— Collected material —

• • • • •

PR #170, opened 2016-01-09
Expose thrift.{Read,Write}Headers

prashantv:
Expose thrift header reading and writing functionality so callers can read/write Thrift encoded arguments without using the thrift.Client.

• • • • •

— Work instructions —
Go through the material and set every line down again exactly.

— Response to the exercise —
PR #170, opened 2016-01-09
Expose thrift.{Read,Write}Headers

prashantv:
Expose thrift header reading and writing functionality so callers can read/write Thrift encoded arguments without using the thrift.Client.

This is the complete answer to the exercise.